Australian military executed 39 civilians, prisoners in Afghanistan: government report
Australian special forces soldiers executed 39 prisoners, farmers, adolescents and other civilians during the war in Afghanistan and tried to cover it up, the Australian military revealed in a lengthy report Thursday.
The inspector general of the Australian Defense Force found that a “warrior culture” within two elite units — the Special Air Service Regiment and the Second Commando Regiment — enabled criminal conduct to flourish and led to the killings outside of battle.
Commanders ordered junior soldiers to shoot prisoners to record their first kill, a practice known as “blooding,” and were never questioned by their subordinates since they were viewed as “demigod[s]” who could make or break a soldier’s military career.
Those findings and more were included in a heavily redacted battlefield misconduct report released by the Australian military in the first major public admission of wrongdoing by its troops involved in the U.S.-led coalition in Afghanistan.
The report, the result of a four-year investigation into abuses between 2006 and 2013, implicates 25 Australian soldiers in unlawful killings of Afghans and calls for the criminal investigation of 19 soldiers.
The inquiry does not label the killings as war crimes but notes that “if accepted by a jury,” 23 of the incidents “would be the war crime of murder.”
The report calls the actions “possibly the most disgraceful episode in Australia’s military history.”
Australia, a close military ally of the United States for more than 100 years, quickly joined the U.S.-led campaign in Afghanistan after the 9/11 terrorist attacks against the United States.
More than 26,000 Australians have since deployed to the country, with the last combat troops leaving in late 2013. Several hundred support personnel stayed behind.
The Australian military in 2015 began investigating allegations of extrajudicial killings after a special forces commander, Jeff Sengelman, started a review as he “was so concerned about what he saw as the ‘serious endemic problems’ ” affecting special operations command.
That prompted the Army chief in 2016 to request the inspector general conduct a formal inquiry.
Investigators found that 39 individuals were killed, with another two “cruelly treated,” at the hands of 25 current or former Australian Defense Force personnel who were perpetrators, either as principals or accessories.
None of the incidents took place during military confrontations, and victims’ bodies were later planted with weapons and radios in order to make it look like they were legitimate targets.
The report notes that the practice “probably originated for the less egregious though still dishonest purpose of avoiding scrutiny” when a person legitimately engaged in combat but turned out not to be armed, but it later evolved “to be used for the purpose of concealing deliberate unlawful killings.”
Subordinates complied for several reasons, including fear of jeopardizing their career and a mindset that when in a foreign environment, “something that happened outside the wire [is] to stay outside the wire,” the report said.
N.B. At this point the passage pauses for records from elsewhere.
PR #1984, opened 2020-10-20
[WDFTRM-20201020] - Pauline Massé

paulinemss:


src/functions-and-arrays.js
```diff
@@ -1,20 +1,113 @@
...
+  if (!arr.length) { return 0; }
+  let sum = 0;
+  arr.forEach((element) => {
+    if (typeof element === "number") {
+      sum += element; 
+    } else if (typeof element === "string") {
+      sum += element.length; 
+    } else if (element === true) {
+      sum += 1; 
+    } else if (typeof element === "object" || typeof element === "array") {
```
filipe-freire, line 55: In this line, you should only check for the first statement, since an array is just a "special" object! For more information you can check https://developer.mozilla.org/en-US/docs/Web/JavaScript/Data_structures

PR #1992, opened 2020-10-20
[BARCELONA FULL-TIME 2020] ALVARO PEREZ GOMEZ & GE YANG

ohhyangyang:


src/functions-and-arrays.js
```diff
@@ -29,8 +77,34 @@ const wordsUnique = [
...
+  }
+  return arrFiltered;
+};
+
+console.log(uniquifyArray(wordsUnique));
+
 // Iteration #6: Find elements
 const wordsFind = ['machine', 'subset', 'trouble', 'starting', 'matter', 'eating', 'truth', 'disobedience'];
+var doesWordExist = function (arr, word) {
+  for (let i = 0; i < arr.length; i++) {
```
MartaJank, line 95: There's one piece of test you are not passing in jasmine. Maybe doing something like this you can go around it, although it may not be the best or cleanest way to do it:

var doesWordExist = function (arr, word) {
    if (arr[i] === word) {
      return true;
    } 
  }
  return false
};

You could also use the .includes( ) method.

MartaJank (commented):
Overall, very good job guys! 

Only two things to improve:
- Check with Jasmine to pass all the tests.
- Use more descriptive variable names so anyone, even if they have no idea of what is this code about, could understand it in a second just by having a quick look at it.

PR #1993, opened 2020-10-20
[WDFT-BCN-102020] Jaime Pinto & Lucia Skudlik

luciaskudlik:
done without last Bonus, and 2 Jasmin errors still

### DIFF
--- a/src/functions-and-arrays.js
+++ b/src/functions-and-arrays.js
@@ -1,18 +1,138 @@
 // Iteration #1: Find the maximum
+const maxOfTwoNumbers = (a,b) => {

“In that context, some individuals who would have believed themselves incapable of such behavior were influenced to commit egregious crimes. It is clear to the Inquiry that at least some of them have regretted it, and have been struggling with the concomitant moral injury, ever since.”
Those who objected to the actions were intimidated into silence, according to the report.
Australia’s military chief Gen. Angus Campbell said he accepted the “deeply disturbing” findings and would eliminate the 2nd squadron of the Special Air Service, the most prestigious unit of the Australian Army — the equivalent of the U.S. military eliminating its SEAL Team 6.
In addition, the Australian government will compensate the families of Afghan victims and have set up a special unit to gather evidence to prosecute the soldiers accused of the crimes.
“Today, the Australian Defense Force is rightly held to account for allegations of grave misconduct,” Campbell said in a news conference announcing the report’s findings. “We are a nation that stands up when something goes wrong and deals with it, and that’s what I intend to be part of.”
Ahead of the report’s release, Australian Prime Minister Scott Morrison called Afghan President Ashraf Ghani to express “regret over the war crimes committed by a number of Australian soldiers in Afghanistan” and to promise justice, the presidential office said on Twitter.
Australia’s Foreign Ministry also sent a letter apologizing for the actions of its soldiers and vowing that those who committed crimes would face legal action.
It’s rare that a major Western nation has admitted to egregious wrongdoing in battle.
President Trump in November 2019 pardoned three service members for war crimes despite senior Pentagon officials raising concerns about his intervention in the military justice system.
The Trump administration has also attempted to hinder international investigators from looking into allegations of war crimes against U.S. service members.
Australian investigators note in their report that it may be difficult to prosecute the soldiers, citing similar problems in other nations involved in the war.
“Even where the evidence is apparently strong and clear, pitfalls have been encountered, both political and popular. It is predictable that Australian prosecutions could encounter similar obstacles.”